Security considerations

The proposed approach has the following limitations and risks:

This method of direct-like deposits will only work for the module with the smallest stake in the protocol. Appending a new staking module (CSM) would result in altering stake distribution (see Deposit algorithm, step 3)
Deposits may be stuck indefinitely if there is a large withdrawal queue in the protocol. This means the external vault participants will bear opportunity costs for idling ether till the moment of deposit or withdrawing from the external vault
Making deposits in this way will increase transaction costs for depositor bot's operator.
The DSM contract address may change in the future, requiring monitoring and corresponding changes in third-party contracts

Eugene M

2024/06/21 09:03:58

call DSM deposit method (passing through guardian messages)

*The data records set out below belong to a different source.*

PR #5198, opened 2019-06-14
update registrar_defaults to include home

fredsmith:
registrar_home is used in the dictionary [here](https://github.com/edx/configuration/blob/4292dbad88d1f1a84be055fc8733d9cdc1cd3d44/playbooks/roles/supervisor/defaults/main.yml#L81) but not defined.


kdmccormick (approved):
Looks good, thanks Fred.

PR #5170, opened 2019-06-04
Add wrapper scripts to fix double reload

jdmulloy:
Configuration Pull Request
---

Make sure that the following steps are done before merging:

  - [ ] A DevOps team member has approved the PR if it is code shared across multiple services and you don't own all of the services.
  - [ ] Are you adding any new default values that need to be overridden when this change goes live? If so:
    - [ ] Update the appropriate internal repo (be sure to update for all our environments)
    - [ ] If you are updating a secure value rather than an internal one, file a DEVOPS ticket with details.
    - [ ] Add an entry to the CHANGELOG.
  - [ ] If you are making a complicated change, have you performed the proper testing specified on the [Ops Ansible Testing Checklist](https://openedx.atlassian.net/wiki/display/EdxOps/Ops+Ansible+Testing+Checklist)?  Adding a new variable does not require the full list (although testing on a sandbox is a great idea to ensure it links with your downstream code changes).
  - [ ] Think about how this change will affect Open edX operators.  Have you updated the wiki page for the next Open edX release?

PR #5212, opened 2019-06-21
make hermes not hup edxapp

fredsmith:


playbooks/roles/edxapp/defaults/main.yml
```diff
@@ -963,6 +963,8 @@ EDXAPP_PROGRAM_MANAGER_MICROFRONTEND_URL: null
 
 # Remote config
 EDXAPP_HERMES_ENABLED: "{{ COMMON_HERMES_ENABLED }}"
+HERMES_RELOAD_COMMAND: "date"
```
bderusha, line 966: There is a cms restart bash script.  I'd rather change that directly so we can keep sending HUPs to lms

bderusha (changes requested):

playbooks/roles/edxapp/defaults/main.yml
bderusha: @jdmulloy added them here https://github.com/edx/configuration/pull/5170/files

Does the whole TX revert if the deposit fails to submit all kays?

KRogLA

2024/06/21 09:39:33

it should, in a more paranoid case, we should even get the delta of the totalActiveValidators change after calling deposit and compare it to the amount of eth sent to the deposit method, and revert if not equal. this could be realized more easily if our `deposit` methods returned the actual number of keys that were deposited, but they don't (Edited)

isidorosp

2024/06/21 10:25:07

if the total amount of available ether results in increse of the number of the to be deposited keys, and the externally available new ether on the vault won't exceed Lido's withdrawal queue unfinalizedStETH() value,

Not sure I follow this from 2 perspectives: 1) For example: 100 ETH in Buffer 100 ETH in external deposit vault 150 ETH in unfinalized according to above logic: deposit will happen with vault-related deposit method. This will result in 150 ETH being used to finalize 150 unfinalized requests, and 50 ETH going to Module=2. What's the point of doing this? The point of the "dual buffer" as Eugene had explained it was to NOT deposit when there was a large amount of unfinalized ETH. Now we're saying we will deposit as long as num_new_keys >= 1. EDIT: to showcase an extreme example: buffer 100 ETH vault 4940 ETH Unfinalized 4950 ETH This will end up depositing 2 validators. 2) Why should vault ETH <= unfinalized ETH? Effectively this means if vault ETH >= unfinalized ETH then vault eth stays undeposited for some reason. Why would we do that? Surely, in the case that vault ETH >= unfinalized eth we would want to actually submit this amount to the protocol as well. (Edited)

Kirill M

2024/06/21 13:29:46

Something like `(unfinalized ETH > ETH buffer) AND (vault ETH + (ETH buffer - unfinalized ETH)) >=32 ETH`

2024/06/21 13:32:02

And also Deposit bot may take Gas price into the account when deciding is it a good time to call DVV countract method

2024/06/24 05:19:13

you are right, there's an error in wording, the Eth from the vault should not be used to cover the withdrawal debt. I fixed the wording (Edited)

2024/06/21 10:30:59

method of direct-like deposits will only work for the module with the smallest stake in the protocol

I don't think this is actually true since it's not enforce on-chain. (ie look at bug we had with depositor bot depositing to curated before SDVT)

2024/06/24 05:32:53

there is a bit more complicated, and this issue relates more to StakingRouter, in short, if we have the 3rd module not filled with keys, the router will always try to spread the Eth from the buffer between the modules when depositing, so in general case, the new Eth from Vault will not necessarily go to the specified module. Of course, under some conditions it is possible.

2024/06/21 10:32:00

Deposits may be stuck indefinitely if there is a large withdrawal queue in the protocol. This means the external vault participants will bear opportunity costs for idling ether till the moment of deposit or withdrawing from the external vault

IMO this should be a consideration in vault design configuration / parameters where there's a threshold after which deposits are "force pushed" (so that depositors at least get stETH rewards).